Sentado en una de las mesas que
dan a la cristalera, puedo apreciar cómo la lluvia se estrella contra el
pavimento. A los transeúntes buscar refugio en las marquesinas, o en las
paradas del autobús cercanas. Otros, directamente corren hasta la boca del Metro
más próxima. Sin embargo, yo estoy aquí aislado y a salvo de la tormenta,
consolándome con un café, mientras pienso en otras cosas. Más bien, pensando en
ella.
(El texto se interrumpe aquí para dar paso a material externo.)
PR #6587, opened 2026-07-30
fix(vllm): support bracketed IPv6 communicator hosts

### LINKED ISSUE #3164: grpo init_communicator ipv6 can not reach
Hello, when I use GRPO provided by trl for training, I found that when only IPv6 is available, there is the following code in `trl/extras/vllm_client.py` and `trl/scripts/vllm_serve.py`:

```python
pg = StatelessProcessGroup.create(host=self.host, port=self.group_port, rank=self.rank, world_size=world_size)
```

There is a timeout issue, it seems that communication cannot be established through IPv6. When I change the above code to the following, it seems to work, but I am not sure if it is correct:

```python
temp_host = self.host.replace("[", "").replace("]", "")
pg = StatelessProcessGroup.create(host=temp_host, port=self.group_port, rank=self.rank, world_size=world_size)
```

Have you tested it in an IPv6 environment?

tandixit95:
# What does this PR do?

Fixes #3164.

The vLLM client/server path needs two representations of an IPv6 literal:

- HTTP URLs require the bracketed form, such as `[2001:db8::1]`.
- `StatelessProcessGroup.create` and `TCPStore` require the bare address, such as `2001:db8::1`.

This change follows the approach suggested by the maintainer in #3164: it strips surrounding brackets only at the communicator call sites on both the client and server. `self.host` and `base_url` remain unchanged, so URL construction keeps the correct bracketed form.

## Regression coverage

Focused client and server tests cover both bracketed IPv6 and ordinary IPv4 hosts. They verify that:

- communicator creation receives the bare IPv6 address;
- IPv4 behavior is unchanged;
- the client's stored host and HTTP base URL remain bracketed.

```text
uv run --with pytest pytest tests/test_vllm_client_server.py -k 'communicator_host' -q
....                                                                     [100%]
4 passed, 51 deselected
```

No documentation change is needed because this is an internal host-normalization fix with no public API change.

## AI writing disclosure

### DIFF
--- a/tests/test_vllm_client_server.py
+++ b/tests/test_vllm_client_server.py
@@ -14,17 +14,20 @@
 
 import os
 import subprocess
-from types import SimpleNamespace
+import sys
+from types import ModuleType, SimpleNamespace
+from unittest.mock import MagicMock, patch
 
 import pytest
 from packaging.version import Version
 from transformers import AutoModelForCausalLM, AutoProcessor, AutoTokenizer
 from transformers.testing_utils import torch_device
 
+from trl.generation import vllm_client as vllm_client_module
 from trl.generation.vllm_client import VLLMClient
 from trl.generation.vllm_generation import extract_logprobs
 from trl.import_utils import is_vllm_available
-from trl.scripts.vllm_serve import chunk_list
+from trl.scripts.vllm_serve import WeightSyncWorkerExtension, chunk_list
 
 from .testing_utils import (
     TrlTestCase,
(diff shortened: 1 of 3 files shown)


tandixit95:
@qgallouedec this implements the bracket-strip-at-the-communicator-call-site approach you suggested in #3164, while keeping the bracketed HTTP URL unchanged. It includes client and server regression coverage for bracketed IPv6 and ordinary IPv4 hosts. The fork workflows are currently awaiting maintainer approval; when you have a moment, could you please take a look?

En lo lejos que quedaban nuestros paseos por el campo, sin importarnos
que la lluvia primaveral nos pudiera sorprender sin previo aviso. En lo fácil
que nos resultaba descorchar nuestra pasión sin apenas proponérnoslo. Una
caricia leve, un susurro bastaba para que la llama se encendía en cualquier
rincón de aquella casa que nos vivió nace y morir como pareja. En la música que
sonaba atronadora, mientras urdíamos planes que nunca llevamos a cabo. Quizá
nuestro amor estaba roto cuando lo adquiríamos una noche en las fiestas
municipales, o quizá no supimos manipularlo de la manera más adecuada hasta que
un buen día murió. Desde entonces vivo tan quebrado como las ramas de los
árboles que son zarandeados por el viento otoñal, y finalmente se tronchan. Mi
imaginación no se apiada de mí, propone acertijos cuya resolución siempre quedan
en el aire, en una subrealidad a la que no pertenezco. Naufragio en el «tal
vez...», «ojala...», «o lo mejor...».
La
lluvia ya ha cesado en el exterior. Sin embargo en mi corazón, el aguacero
persiste con un dolor casi imperceptible, pero permanente. Algo que se ha
instalado como un inquilino molesto en mi esencia de persona hasta formar parte de mí.
El
café es amargo. Ni siquiera el azucarillo es capaz de endulzarme el mal trago
que me producen los recuerdos.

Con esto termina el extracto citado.